# advice needed for medium sized plot for honey production



## burns375 (Jul 15, 2013)

In fall I would find a field and harvest the seed heads. Then cold storage and plant next year. A field like this would be a good candidate. I wouldn't pay for seed, my hives have plenty of forage all year long. 

clover is very good producer around here, goldenrod is hit or miss, often too hot and dry.


----------



## ARGluck (Mar 10, 2013)

Before I started with bees I barely noticed the goldenrod all over the edges of my property. I know it would set you back a year but as burns suggests you can probably find it all over. Last year I was on a run and noticed a 1/2 acres plot less than 1/2 a mile from my house that only had goldenrod on it.


----------



## enjambres (Jun 30, 2013)

Don't monocrop with anything like goldenrod which only blooms for part of the season.

Consider that a dense plot may attract other bees close to your hives.

What is on the gorund, now?

As a horticulturist/botanist I am skeptical of the efficacy of small scale (and less than an acre is small scale) food nectar/pollen specifically for bees. I think mixed plantings are better, but much harder to get establiched if you are seeding.

I think it would be better to document the existing sources and duplicate (seed, cuttings, divisions) of what's already there. What is missing, and when, in the steady flow of blooms in your area?

Also keep in mind that bees themselves are exotic species, not native to the US. To some degree they are displacing native pollinators on native plant. 


There are many species of goldenrod (I think NY has 70+ and MI probably does too.) They bloo over a long period and in quite different ecological niches. This requires some careful planning.

If you were to establish goldenrod, I would start it in a seed bed and translant, after ward for economy's sake.

I think mixed wildfloer or pollinator seed scattered about is almost always a failure, beloved by clueless gardeners - and sold - and resold - by the ton by seed merchants who ought to know better, but enjy the profits nonetheless.

I will come back to this, but I have a short window to do an urgent bee-job, and must run.

Enj.


----------



## burns375 (Jul 15, 2013)

enjambres said:


> If you were to establish goldenrod, I would start it in a seed bed and translant, after ward for economy's sake.
> 
> I think mixed wildfloer or pollinator seed scattered about is almost always a failure, beloved by clueless gardeners - and sold - and resold - by the ton by seed merchants who ought to know better, but enjy the profits nonetheless.

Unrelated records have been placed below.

PR #305, opened 2020-10-16
Update doctrine-bundle and symfony to remove deprecation notice

akondas:
This will fix this deprecation notice:
Screenshot from 2020-10-16 21-40-19

### DIFF
--- a/composer.json
+++ b/composer.json
@@ -19,7 +19,7 @@
         "clue/mq-react": "^1.2",
         "composer/composer": "^1.10.1",
         "composer/semver": "^1.5",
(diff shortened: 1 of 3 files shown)


akondas:
Pipeline failed:
```
                                                                               
In PDOConnection.php line 41:
                                                                               
  SQLSTATE[25P01]: No active sql transaction: 7 ERROR:  LOCK TABLE can only b  
  e used in transaction blocks     
```

This is actually quite funny because I fixed the bug myself :wink:

karniv00l (approved):

PR #315, opened 2020-10-20
Fix artifact repo security scan

giggsey:
Non VCS repos don't have a reference. Repman uses the shasum instead for the Dist filename.


giggsey:
image

akondas (approved):

akondas:
Thanks @giggsey :beers:

PR #366, opened 2021-01-07
Remove Storage interface and replace by StorageImpl

pedro-stanaka:
This is the cleanup I promised, removing the Storage interface to avoid confusion since it will only have one implementation. Moreover, I didnt make the class final, otherwise we won't be able to mock it with prophecy lib.

Feel free to close/ignore if you think this is not needed.


akondas (commented):
I'm just wondering about the namespace. I really like the changes themselves. What about:
```
Buddy\Repman\Service\Dist\Storage
```
(without second `Storage`)

I apologize in advance for the late pace, but this week will still be quite busy for me :wink:

pedro-stanaka:
No worries, we all have those weeks. I moved the class now, the namespace was strange really.

akondas (approved):

akondas:
Thanks @pedro-stanaka :clap:

PR #373, opened 2021-01-08
Introducing cached adapters to reduce IO/HTTP overhead with file handling

### LINKED ISSUE #359: Improve performance of file operations by introducing cached adapters for Flysystem
After #332 gets merged we could think of an improvement of performance by adding a [cached adapter for flysystem](https://flysystem.thephpleague.com/v1/docs/advanced/caching/).

When using S3, this reduces the delay on checking whether some file is present or not on S3 and avoid HTTP chatter.

pedro-stanaka:
Closes #359. Small improvement to cache the stats of files being handled inside the application to avoid unnecessary IO or, in worst case, HTTP chatter.


akondas:
@karniv00l please check, if everything is ok then there is a green light on my part :wink:

karniv00l (approved):

akondas (approved):

PR #376, opened 2021-01-18
Disable by default cached adapters

akondas:


akondas:
Temporary fix until we find no workaround for the memory limit issue.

I don't get what you mean, perhaps lacking in experience. I wouldn't make a seed bed, thats alot of time and work. I would simply rake/till an area and scatter seeds all over the place. Some will take and eventually it will be everywhere if you don't mow. Mowers and bush hogs are a big no no for wildlife and habitat. Farmers should let the fields grow up, the fence rows get stragly. 

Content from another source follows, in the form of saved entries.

Issue #750, opened 2022-03-30
PHP 8.1: Deprecation notices for several functions in Smarty 3 and 4


alexgit2k:
There are several deprecation-notices with PHP 8.1 in Smarty 3 and 4:

- `explode`: Passing null to parameter
- `number_format`: Passing null to parameter
- `escape`: Passing null to parameter (see #748)
- `date_format`:  strftime() is deprecated (see #672)
- `replace`: Passing null to parameter

### Example

```
docker run -it --rm php:8.1 /bin/bash

apt-get update -yqq && apt-get install -y git
curl https://getcomposer.org/download/latest-stable/composer.phar > /usr/local/bin/composer
chmod a+rx /usr/local/bin/composer
composer require smarty/smarty:^3

cat <<EOT > test.php
<?php
require_once('vendor/autoload.php');
\$smarty = new Smarty();
\$smarty->assign('value',null);

print '- {\$value|escape} -> htmlspecialchars(\$value, ENT_QUOTES, \'UTF-8\', true);';
\$smarty->display('string:{\$value|escape}');

print '- {count(";"|explode:\$value)} -> explode(";",\$value);';
\$smarty->display('string:{count(";"|explode:\$value)}');

print '- {\$value|number_format} -> number_format(\$value);';
\$smarty->display('string:{\$value|number_format}');

print '- {\$smarty.now|date_format} -> strftime(\$format, \$timestamp);';
\$smarty->display('string:{\$smarty.now|date_format}');

print '- {\$value|replace:"":""} -> mb_split(preg_quote(\$search), \$subject);';
\$smarty->display('string:{\$value|replace:"":""}');

?>
EOT

php test.php
```

Same deprecation notices with Smarty 4: `composer require smarty/smarty`
No deprecation notices with PHP 8.0: `docker run -it --rm php:8.0 /bin/bash`

### Output

- {$value|escape} → htmlspecialchars($value, ENT_QUOTES, 'UTF-8', true);
`Deprecated: htmlspecialchars(): Passing null to parameter #1 ($string) of type string is deprecated in compiled template on line 18`

- {count(";"|explode:$value)} → explode(";",$value);
`Deprecated: explode(): Passing null to parameter #2 ($string) of type string is deprecated in compiled template on line 18`

- {$value|number_format} → number_format($value);
`Deprecated: number_format(): Passing null to parameter #1 ($num) of type float is deprecated in compiled template on line 18`

[...]

PR #755, opened 2022-05-03
address PHP 8.1 'explode', 'number_format', and 'replace' deprecations

mfettig:
This PR is meant to address several of the PHP 8.1 deprecation items noted in Issue #750 

It does not address the deprecation noted in 'escape' because I was not able to recreate the issue against the current master branch

It also does not address any strftime() related deprecation issues since it is not clear to me how that issue should be addressed as a whole. Discussions were present in #678 and touched on using an intl polyfill, but changes were deferred at that time.  #672 is open as a strftime() specific issue so I suppose it would still be handled there unless a decision has already been made, in which case I would be happy to update this PR once I know how it should be handled.

### DIFF
--- a/libs/plugins/modifier.number_format.php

This field also has many other stuff, clover, trees, it just looks like monocrop while gr is bloom, but there is snakeroot, golden honey, asters. Look around im sure theres plenty of natural forage unless your in monocrop farmland, I've never seen a need to plant except for my own pleasure or food. In the end its very time consuming and costly for not much if any reward. I would rather move my hives to exploit an area high in forage rather than planting it. 

Here is the field from far away. The ohio river is to the left across the road.


----------



## ARGluck (Mar 10, 2013)

This is your home apiary and not an outyard? You could also just work more white (dutch) clover into your yard which also helps your lawn.


----------



## dputt88 (Jul 27, 2013)

OK so this would be in my back yard. I know golden rod is everywhere, i wish i would have thought about this last year I would have harvested seed from across the road. But I didn't. 

I don't like seed mixes very much, i bought a packet of a native wildflower mix before I had bees and turned out it contained invasive garlic mustard seeds... anyways i didn't want to mix the plot much because i didn't want to create a competitive environment. 

Also i get it, my Russian bees aren't native, doesn't mean i should start putting Asian carp in my pond and letting yellow sweet clover overrun the field across the street that contains many native grassses and wildflowers.

As a horticulturist can you recommend a mix of Michigan natives for a mesic to wet mesic site? Ill make the mix myself from buying pure seed.


----------



## dputt88 (Jul 27, 2013)

Also i know its not going to change anything in honey production. But I wanted to plant something the could use for honey production, mostly so i can walk out there and observe them working, plus I like planting this around the house, and I especially like the golden rod in the fall.

Right now its just cut grass and white clover


----------



## KevinR (Apr 30, 2010)

I'm not sure what grows in your area... But... The following is what I'm looking at planting on my land... 

1 acre worth of bee bee trees with white dutch or Yellow sweet clover planted in the rows. (yellow has more nectar, but you didn't like it).. I'd look to plant something that blooms during your normal dearth.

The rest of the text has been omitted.